AI in Precision Medicine Market: Growth, Size, Share, and Trends

OPPORTUNITY: The Role of Predictive Analytics in Advancing AI for Healthcare

The transition towards precision medicine is greatly supported because of the possibility of utilizing patient data in real time to customize interventions even before the disease begins to manifest. Predictive analytics involves the application of advanced computational technology such as artificial intelligence and machine learning to collect, collate and synthesize vast amounts of healthcare data like genomic data, electronic health records, medical images together with their associated environmental and behavioural data among others with the sole purpose of predicting risks of illness, outcomes of treatment and other clinical findings and processes. Such a possibility enables the healthcare system to transform from offering only curative services to providing preventive services which have better patient outcomes and economical utilization of resources.

For instance, machine-learning enabled algorithms to have been created to track the ones likely to be diagnosed with co-morbidities such as diabetes and heart-related diseases in the years coming from their genetic background, lifestyles, and past medical records. This helps to employ the ‘treat early’ theory based on simple lifestyle changes or on mild preventive medications before the illness shows any sign, thereby avoiding further complications, expensive treatment or prolonged management. More so, for instance oncology cancer activity, artificial intelligence techniques have made it easier to predict the likelihood of specific cancer treatments, including immunotherapy, being effective in patients based on their biomarkers and the genetics of their tumours.

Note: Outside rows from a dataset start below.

PR #1354, opened 2024-12-10
MRCM: Ensure refset range constraints are properly evaluated

AAAlinaaa:


cmark (approved):
🥓

snomed/com.b2international.snowowl.validation.snomed/src/main/resources/scripts/rule_mrcm_constraint.groovy
```diff
@@ -190,7 +190,7 @@ for (String typeId : allowedRanges.keySet()) {
 			String ancestorId = clause.replaceAll("<", "").strip();
 			ancestorIds.add(ancestorId);
 		} else if (clause.startsWith("^")) {
-			String refsetId = clause.replaceAll("^", "").strip();
+			String refsetId = clause.replace("^", "").strip();
```
nagyo, line 193: Looks OK, but maybe using a `Charmatcher.is('^').trimLeadingFrom(clause)` would be a more robust solution for all of these string manipulations. According to the javadoc of the Pattern class, there are some special cases where `<` and `!` could fall into the special character category, which could also be interpreted as a Java regex expression.

nagyo (approved):
LGTM! with a note

snomed/com.b2international.snowowl.validation.snomed/src/main/resources/scripts/rule_mrcm_constraint.groovy
AAAlinaaa: Groovy's default is method overwrites the CharMatcher's is and the result would be a boolean not a CharMatcher.

nagyo: There is `anyOf()` as well

PR #1358, opened 2025-01-30
SO-6369: Fix handling of enums in revision conflict processor (7.x)

AAAlinaaa:


apeteri:
Can we get a test case that shows what happens to `Enum` values?

apeteri:
The build failed at the Codecov upload so we know that expectations in existing test cases aren't challenged.

apeteri (approved):
👍 

The test case fails with "Couldn't parse json" before the change in `DocumentMapping` is applied, but succeeds afterwards. `isObject` is only called in connection with conflict processing, so it does not affect e.g. mapping for existing indexes.

commons/com.b2international.index.tests/src/com/b2international/index/revision/RevisionBranchMergeConflictTest.java
```diff
@@ -100,6 +103,21 @@ public void rebaseContainerDeletedOnTargetAndComponentAddedOnSource() throws Exc
...
+		indexRevision(MAIN, data);
+		String branchA = createBranch(MAIN, "a");
+		
+		EnumPropertyData updateOnMain = new EnumPropertyData(STORAGE_KEY1, Option.OPTION_A);
+		indexChange(MAIN, data, updateOnMain);
+		
+		EnumPropertyData updateOnBranch = new EnumPropertyData(STORAGE_KEY1, Option.OPTION_A);
+		indexChange(branchA, data, updateOnBranch);
+		
+		branching().prepareMerge(MAIN, branchA).merge();
```
nagyo, line 119: It would be nice to assert the state of the enum after the merge. If I read the code (and not the method name) it's not obvious at first what we are trying to verify here.

nagyo (approved):
LGTM with a note

commons/com.b2international.index.tests/src/com/b2international/index/revision/RevisionBranchMergeConflictTest.java
apeteri: Unfortunately `assertDoesNotThrow` appears in JUnit 5 only: https://junit.org/junit5/docs/current/api/org.junit.jupiter.api/org/junit/jupiter/api/Assertions.html#assertDoesNotThrow(org.junit.jupiter.api.function.Executable)

The test method breaks with an exception before the fix, and it needs to complete in its entirety to pass.

nagyo: I meant something like:
```
assertEquals(OPTION_A, getRevision(MAIN, data).getOption())
```
so we can make sure that the value does not change as a result of the merge.

cmark:
Late LGTM!

PR #1364, opened 2025-02-12
SO-6377: allow multiple same type identity providers

cmark:


core/com.b2international.snowowl.core/src/com/b2international/snowowl/core/identity/IdentityPlugin.java
```diff
@@ -115,31 +120,32 @@ public void init(SnowOwlConfiguration configuration, Environment env) throws Exc
...
+			Optional<IdentityProviderFactory> factory = factories.stream().filter(f -> f.getConfigType() == providerConfig.getClass()).findFirst();
+			if (factory.isPresent()) {
+				try {
+					providers.add(factory.get().create(providerConfig));
+				} catch (Exception e) {
+					throw new SnowOwl.InitializationException(String.format("Couldn't initialize '%s' identity provider", factory), e);
 				}
-			});
+			} else {
+				throw new SnowOwl.InitializationException("Couldn't find identity provider factory for '%s'.", providerConfig.getClass());
```
apeteri: It should be a rare occasion that the configuration class can be deserialized correctly, but the corresponding factory can not be found via plugin lookup (in most cases these will be co-located in the same OSGi bundle). This is more like a development-time issue rather than something that would happen in production.

I think it's OK to use the same exception type either way.

apeteri (approved):

core/com.b2international.snowowl.core/src/com/b2international/snowowl/core/identity/IdentityPlugin.java
cmark: Yeah, I was thinking of changing this to IllegalStateException to indicate a programmatic related error rather than a configuration or other error.

cmark: Changed it.

AAAlinaaa (approved):

nagyo (commented):
🍏

PR #1365, opened 2025-02-14
SO-6267: Update handling of validation thread pool size (7.x)

nagyo:
- Change the property name from numberOfValidationThreads to workerPoolSize
- Allow setting either property for backwards compatibility (setting both results in undefined behavior)
- Use null as the default value
- Increase allowed maximum pool size to 99
- Compute a reasonable default value on the server side if the value remains unset in Snow Owl's configuration file

Backport of #1320


AAAlinaaa (approved):

apeteri (approved):
LGTM!

apeteri:
Codecov and FOSSA are reporting confusing errors for this branch which we will resolve at a later time. Merging.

Further, predictive analytics supports the drug development process by determining the specific patient subgroups who would respond positively to the investigational therapies, thus maximizing the order and success of the clinical development plan. Tempus and Flatiron Health are two of the appropriate and compelling examples of this where they are using predictive analytics to perform real-world data analysis as a means of bioinformatics to combine genomic and clinical data for better treatment processes. In addition, predictive analytics determines the number of patients expected to be admitted into the hospital and other resources needed for comprehensive operational planning in the hospital systems.

With the bar of predictive analytics rising, AI in precision medicine can aid in providing very efficient, inexpensive and focused care which resolves the pain points in healthcare delivery today.

CHALLENGES: The Impact of Fairness and Bias on AI in Healthcare

Fairness and bias are two issues which significantly hinder the application of AI in precision medicine. This is because, biased algorithms will result in unfair treatment in healthcare especially for underserved groups. Algorithms used in precision medicine are mostly developed with unbalanced data sets which discriminate other population groups. For instance, most genomic data sets are European ancestry dominated leaving people from Africa, Asia, and Latin America with fewer if any data at all. Such disparity creates an enabling environment for the development of AI models for disease risks or treatment interventions of non-European populations which aggravates the inequality in health of people in different geographical regions.

As an example of this, bias is found in genetic risk scores which are used to estimate an individual’s risk for diabetes or heart disease. Such risk scores are known to give a lower estimate in individuals of African ancestry due to the heterogeneity of the database employed to come up with the score which was primarily composed of European ancestry individuals. Likewise, cancer diagnosis systems using artificial intelligence that are trained to analyse images of classifications of demographic groups whose majority Caucasian may not be able to detect the melanoma or breast cancer in Caucasian patients with darker skin tones leading to advanced stages of the illness at diagnosis.

Disparities in certain aspects such as education and ability to access healthcare among those involved in producing the data can also cause bias in AI models. This may be where high-income countries which have greater access to health care services, the health records of people collected may affect the AI models predictions whereas regions with lower sick care provision and limited data access suffer. Solutions to these obstacles include, more heterogeneous data acquisition strategies, development of models that incorporate population pyramids, and validation studies. In the absence of these steps, bias in artificial intelligence may thwart the fundamental objective of precision medicine: delivering fair personalized care to every person.